Of course, a lean and healthy lifestyle is best for all pets. But during the holidays, it’s natural to want to include your furry family members in family celebrations, including allowing him to taste certain goodies that are not a part of his normal diet.
No matter how much our pets beg for a bite, anything out of the norm can lead to GI upset. Although people overindulge and just require a nap, your pets pigging out can make for an unhappy, very messy holiday.
Making good choices for your pets and dolling out the goods in moderation will make for a safe and happy celebration for everyone. Here’s what to avoid, as well as some safer options:
- Pork, especially ham, has the highest fat content, so it’s best not to offer it at all. Keep your pets safe by choosing leaner meat treats.
- Dogs love bites of bread, but keep the uncooked yeast rolls out of reach. Alcohol from the fermenting yeast is poisonous and can cause a pet’s stomach to expand and bloat.

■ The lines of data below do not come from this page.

PR #119, opened 2021-11-12
Beam PrivateTTransform Map And FlatMap

preethiraghavan1:
## Description
PrivateTTransform Map And FlatMap

## How has this been tested?
-Unit tests

## Checklist
- [ x] I have followed the [Contribution Guidelines](https://github.com/OpenMined/.github/blob/master/CONTRIBUTING.md) and [Code of Conduct](https://github.com/OpenMined/.github/blob/master/CODE_OF_CONDUCT.md)
- [ x] I have commented my code following the [OpenMined Styleguide](https://github.com/OpenMined/.github/blob/master/STYLEGUIDE.md)
- [x ] I have labeled this PR with the relevant [Type labels](https://github.com/OpenMined/.github/labels?q=Type%3A)
- [x ] My changes are covered by tests


pipeline_dp/private_beam.py
```diff
@@ -104,3 +106,36 @@ def expand(self, pcol: pvalue.PCollection) -> pvalue.PCollection:
...
+class FlatMap(PrivatePTransform):
+    """Transform class for performing FlatMap on PrivatePCollection."""
+
+    class _FlattenValues(beam.DoFn):
+        """Inner class for flattening values of key value pair.
+        Flattens (1, (2,3,4)) into ((1,2), (1,3), (1,4))"""
+
+        def process(self, row):
+            key = row[0]
+            values = row[1] if isinstance(row[1], Iterable) else [row[1]]
```
dvadym, line 131: It looks like [FlatMap](https://beam.apache.org/documentation/transforms/python/elementwise/flatmap/) accepts only iterable, let's also only support this case, no need to check here

pipeline_dp/private_beam.py
```diff
@@ -104,3 +106,36 @@ def expand(self, pcol: pvalue.PCollection) -> pvalue.PCollection:
...
+            for value in values:
+                yield key, value
+
+    def __init__(self, fn: Callable, label: Optional[str] = None):
+        super().__init__(return_anonymized=False, label=label)
+        self._fn = fn
+
+    def expand(self, pcol: pvalue.PCollection):
+        return pcol | "map values" >> beam.Map(lambda x: (x[0], self._fn(x[
+            1]))) | "flatten values" >> beam.ParDo(FlatMap._FlattenValues())
```
dvadym, line 141: Nit: call fn in constructor of `_FlattenValues` and no need in map step in this line. WDYT?

dvadym (commented):
Thanks Preethi! It looks great. I left some comments below

pipeline_dp/private_beam.py
preethiraghavan1: Yes that is a good idea. Done

pipeline_dp/private_beam.py
preethiraghavan1: Done

pipeline_dp/private_beam.py
```diff
@@ -104,3 +106,36 @@ def expand(self, pcol: pvalue.PCollection) -> pvalue.PCollection:
...
+
+class Map(PrivatePTransform):
+    """Transform class for performing Map on PrivatePCollection."""
+
+    def __init__(self, fn: Callable, label: Optional[str] = None):
+        super().__init__(return_anonymized=False, label=label)
+        self._fn = fn
+
+    def expand(self, pcol: pvalue.PCollection):
+        return pcol | "map values" >> beam.Map(lambda x: (x[0], self._fn(x[1])))
```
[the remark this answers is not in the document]
preethiraghavan1: Let me know if this looks good!

preethiraghavan1:
I messed up with fetching and had to revert a few commits.

pipeline_dp/private_beam.py
```diff
@@ -104,3 +106,43 @@ def expand(self, pcol: pvalue.PCollection) -> pvalue.PCollection:
...
+class Map(PrivatePTransform):
+    """Transform class for performing Map on PrivatePCollection."""
+
+    def __init__(self, fn: Callable, label: Optional[str] = None):
+        super().__init__(return_anonymized=False, label=label)
+        self._fn = fn
+
+    def expand(self, pcol: pvalue.PCollection):
+        return pcol | "map values" >> beam.Map(
+            lambda x: (self._privacy_id_extractor(x), self._fn(x)))
```
dvadym, line 120: It returns PCollection not PrivatePCollection. I'd suggest to do, similar way as it was done in [private_spark](https://github.com/OpenMined/PipelineDP/blob/main/pipeline_dp/private_spark.py).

- Cooked plain carrots and green beans are excellent low-cal choices.
- Morsels of turkey are a good choice for the beggars under the table but remove the fatty skin.
- Don’t let them chow down on the stuffing. Onions, chives, scallions, and garlic are toxic to dogs and cats.
- No bones about it, bones are always bad for lots of reasons. Avoid them completely.
- Mashed potatoes with butter and cream can cause diarrhea, but roasted plain potatoes are good and easy to catch across the room.
- Apples are crunchy and contain good nutrients, but grapes and raisins can lead to kidney failure.
- Chocolate and dessert recipes with Xylitol and nutmeg aren’t a sweet treat for pets, ever.
- Dogs love sweet potatoes (without the butter, cream, and marshmallows) and they support a healthy digestive system thanks to their high dietary fiber content.
Much like people, the key to healthy holiday treats for your pets’ is moderation. Even when you’re offering the healthy goodies on our list, don’t overdo. Too much of any new food can cause severe stomach issues for pets and people!